1956年,国务院常务会议讨论关于职工伤亡事故报告规程,有关部门谈到旅大有两只渔船沉没,原因是渔业公司领导对群众的生命安全不负责任。气象部门已发出大风预报,渔业公司竟扣押了24h才发报通知渔船,报文开头不是让渔船转移到安全地带,而是问鱼捕得怎么样。周恩来听后十分气愤地说,封建时代马厩被烧了,孔子还问人不问马,“贵人贱畜”,今天,我们共产党某些干部却问鱼不问人。他对此事提出了严肃批评。
《劳动保护通讯》1956年第10期有一篇批评性文章《被积压的计划》谈到:兰州市工业局对于所属企业在1955年11月定的1956年的安全技术措施计划,到1956年4月还没批下去。虽所属企业一再催要,可兰州市工业局强调“生产忙,没人管”,仍不将安全技术措施计划批下,致使所属企业当年第一季度很多的安全措施不能实现。

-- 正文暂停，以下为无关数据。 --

PR #98, opened 2017-10-30
[#152067205] Improve shellcheck linting for pipelines

alext:
## What

This is the companion to https://github.com/alphagov/paas-cf/pull/1083 and re-enables some shellcheck checks for the concourse pipelines.

## How to review

This should probably be reviewed after https://github.com/alphagov/paas-cf/pull/1083 as it pulls in the pipecleaner changes from that PR.

Code review is probably enough (may be easier commit-by-commit).

You could run the pipelines from this branch to test if you deem it necessary.

## Who can review

Not me.

### DIFF
--- a/concourse/pipelines/create-bosh-concourse.yml
+++ b/concourse/pipelines/create-bosh-concourse.yml
@@ -187,7 +187,7 @@ jobs:
             - -e
             - |
               cd bucket-state
-              aws s3 cp s3://((state_bucket))/bucket.tfstate . || true
+              aws s3 cp "s3://((state_bucket))/bucket.tfstate" . || true
               ls -l
 
       - task: create-init-bucket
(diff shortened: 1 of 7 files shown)


concourse/pipelines/create-bosh-concourse.yml
```diff
@@ -745,6 +749,7 @@ jobs:
                                         ./paas-bootstrap/manifests/runtime-config/addons-meta/collectd.yml"
                 fi
 
+                # shellcheck disable=SC2086
```
camelpunch, line 752: Why are we disabling the double quote check here? There are a few other disables on this file too.

alext: because in this instance, we want this to be split into multiple args to the `build_manifest.sh` script. This variable is set to the list of manifest files to be merged into a single output.

camelpunch: Makes sense, thanks.

camelpunch (approved):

《劳动保护通讯》1956年第20期《我做车间安技员的体会》一文中,作者自贡盐务局六车间安技员万银章批评了宿命论和冒险蛮干的错误做法时指出:有一次参加一工段的调度会,讨论采取什么措施来防治工伤事故的问题。工段长宋健如说:“路再平坦,不好好走也还有跌着的时候,就像我进灶房时,不注意都跌到铁火笼上去了。比方理发员把耳朵给刺着了,你问他为啥会刺着,她会说,谁叫你把耳朵生在那里,我们工段的情况还不是一样!”安技员万银章还说:有些工人缺乏安全知识,不遵守安全规定冒险操作。如一工段整灶工人李金华操作时不戴防毒面罩,并说:“我的鼻子就是防毒面罩,它从哪边来我就避开哪边。我们这里的瓦斯不比其他单边来我就避开哪边。我们这里的瓦斯不比其他单位的,不闹人(中毒)。”

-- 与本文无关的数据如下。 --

PR #100, opened 2017-11-10
[#150711834] Add scripting and security groups for SSHing directly to Bosh

henrytk:
## What

https://www.pivotaltracker.com/story/show/150711834

Add the security group for accessing Bosh via SSH directly and the script for using a container to operate the Bosh Director.

## How to review

Review in conjunction with https://github.com/alphagov/paas-docker-cloudfoundry-tools/pull/101, which _**must**_ be merged first.

* Deploy a Bosh from this branch and check it gets the usual `<env>-bosh` security and the new `office-access-ssh` one we have added.
* Run `DEPLOY_ENV=<deploy_env> make bosh-cli` with your AWS credentials loaded.
  * If the above pull request above has been merged and Docker Hub has built the image then you can remove the temporary commit and run against the latest image. Otherwise, keep the temporary commit and it will point to the dev version of the image.
* The Bosh checks you need to run to confirm it works are detailed in the description of the other pull request: https://github.com/alphagov/paas-docker-cloudfoundry-tools/pull/101
* Check the updated IP whitelist is correct.

### Before merging

* the above pull request needs to be merged and Docker Hub needs to build the image from master.
* the temporary commit from this branch needs to be removed.

### After merging

This needs to be applied to persistent environments. The `create-bosh-concourse` pipeline is present on the persistent environment concourses, so you can do the manual clicky clicky.

## Who can review

Anyone but me or @camelpunch

### DIFF
--- a/scripts/bosh-cli.sh
+++ b/scripts/bosh-cli.sh
@@ -20,4 +20,4 @@ docker run \
     --env "BOSH_ID_RSA" \
     --env "BOSH_IP" \
     --env "BOSH_ADMIN_PASSWORD" \
-    governmentpaas/bosh-shell
+    governmentpaas/bosh-shell:f804160a7e6f455ef206b56eab25063908703dd5
--- a/scripts/bosh-cli.sh
+++ b/scripts/bosh-cli.sh
@@ -1,0 +1,23 @@
+#!/bin/bash
+
+set -eu
+
+BOSH_ID_RSA="$(aws s3 cp "s3://gds-paas-${DEPLOY_ENV}-state/bosh_id_rsa" - | base64)"
+export BOSH_ID_RSA
+
+BOSH_IP=$(aws ec2 describe-instances \
+    --filters "Name=key-name,Values=${DEPLOY_ENV}_bosh_ssh_key_pair" \
+    --query 'Reservations[].Instances[].PublicIpAddress' --output text)
+export BOSH_IP
+
+BOSH_ADMIN_PASSWORD=$(aws s3 cp "s3://gds-paas-${DEPLOY_ENV}-state/bosh-secrets.yml" - | \
+    ruby -ryaml -e 'print YAML.load(STDIN)["secrets"]["bosh_admin_password"]')
+export BOSH_ADMIN_PASSWORD
+
+docker run \
+    -it \
+    --rm \
+    --env "BOSH_ID_RSA" \
+    --env "BOSH_IP" \
+    --env "BOSH_ADMIN_PASSWORD" \
+    governmentpaas/bosh-shell
--- a/scripts/ssh_bosh.sh
+++ b/scripts/ssh_bosh.sh
@@ -1,0 +1,23 @@
+#!/bin/bash
+set -euo pipefail
+
+BOSH_KEY=/tmp/bosh_id_rsa.$RANDOM
+BOSH_IP=$(aws ec2 describe-instances \
+    --filters "Name=key-name,Values=${DEPLOY_ENV}_bosh_ssh_key_pair" \
+    --query 'Reservations[].Instances[].PublicIpAddress' --output text)
+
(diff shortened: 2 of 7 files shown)


scripts/bosh-cli.sh
```diff
@@ -0,0 +1,20 @@
...
+
+BOSH_ADMIN_PASSWORD=$(aws s3 cp "s3://gds-paas-${DEPLOY_ENV}-state/bosh-secrets.yml" - | \
+    ruby -ryaml -e 'print YAML.load(STDIN)["secrets"]["bosh_admin_password"]')
+
+docker run \
+    -it \
+    --rm \
+    --env "BOSH_ID_RSA=$BOSH_ID_RSA" \
+    --env "BOSH_IP=$BOSH_IP" \
+    --env "BOSH_ADMIN_PASSWORD=$BOSH_ADMIN_PASSWORD" \
```
alext: This exposes both the password and the SSH private key in the `ps` output on the host. Is there another way these could be passed into the container? Maybe we should look at using `--env-file` instead.

alext (changes requested):
This approach looks to work well. I've spotted a couple of issues though that we should address...

scripts/ssh_bosh.sh
```diff
@@ -0,0 +1,23 @@
...
+
+trap 'rm -f ${BOSH_KEY}' EXIT
+
+aws s3 cp "s3://gds-paas-${DEPLOY_ENV}-state/bosh_id_rsa" ${BOSH_KEY} && chmod 400 ${BOSH_KEY}
+
+aws s3 cp "s3://gds-paas-${DEPLOY_ENV}-state/bosh-secrets.yml" - | \
+  ruby -ryaml -e 'puts "Sudo password is " + YAML.load(STDIN)["secrets"]["bosh_vcap_password_orig"]'
+echo
+
+# shellcheck disable=SC2086
```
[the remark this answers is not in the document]
henrytk: This is an interesting one: if we quote it we get a different Shellcheck problem warning us it will be expanded on the remote side.

scripts/bosh-cli.sh
henrytk: Our main reason for choosing a container and environment variables was to avoid complications with cleaning up files, such as:

* process traps not executing because the signal can't be caught (`kill -9`, for example)
* system crashes
* scripting errors

If the chance of accidentally exposing `ps` output (or having it exploited) is greater than the risks of the above points then we can use `--env-file`, but I can't see how it is.

scripts/ssh_bosh.sh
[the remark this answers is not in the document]
alext: Hmmm... I think it would be better to quote it and disable `SC2029` as it's a more specific check. I'm also not convinced that the check is quite correct in this case as  it only fires when using the `user@host` syntax. It doesn't fire when just specifying a host, even with a variable in there.

scripts/bosh-cli.sh
alext: We already have the pattern of exit traps cleaning up secrets files in several places in our codebase (eg the `ssh_bosh.sh` script in this PR), so I don't think it's a problem to use the same pattern here. I think that's preferable to having this available in the `ps` output.

henrytk: As discussed offline I have pushed up a commit which exports the environment variables and lets Docker propagate them into the container. This avoids using `--env-file` and stops the secrets showing via `ps` to non-process owners.

scripts/ssh_bosh.sh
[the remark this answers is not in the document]
henrytk: Done

alext:
I've squashed the fixes.

I've also amended the container version pinning to use the commit-based tag now that alphagov/paas-docker-cloudfoundry-tools#101 has been merged.

alext (approved):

《劳动保护通讯》1956年第5期《一个安全工作者的日记》生动地记录了一个企业领导者重生产、轻安全的错误行为。我们摘录3篇,当时企业领导对安全生产的认识状况可见端倪。
1955年12月21日,上午我在市劳动局开了个会,会后局长还个别提到我们加强安全工作的问题。回厂后,我就把会议的文件整理好送到了厂长室。厂长接过文件看了一下标题便说:“昨天的群众大会上我已经讲过,今后的工作由安技科自己处理好了,不要再找厂长,不然会给厂长造成一些‘文牍主义’。”接着便在文件上签了“此文件可翻印一下,发至各车间参考”。这样重要的文件怎能说“参考”呢?于是我便说:“劳动局指示我们要厂长亲自领导,立即执行。”厂长瞪了我一眼便说:“你呀,别听劳动局他们瞎吵吵,咱们是归中央领导的,再说这是一个普通公文,又不是什么紧急生产任务,何必那么大惊小怪的!”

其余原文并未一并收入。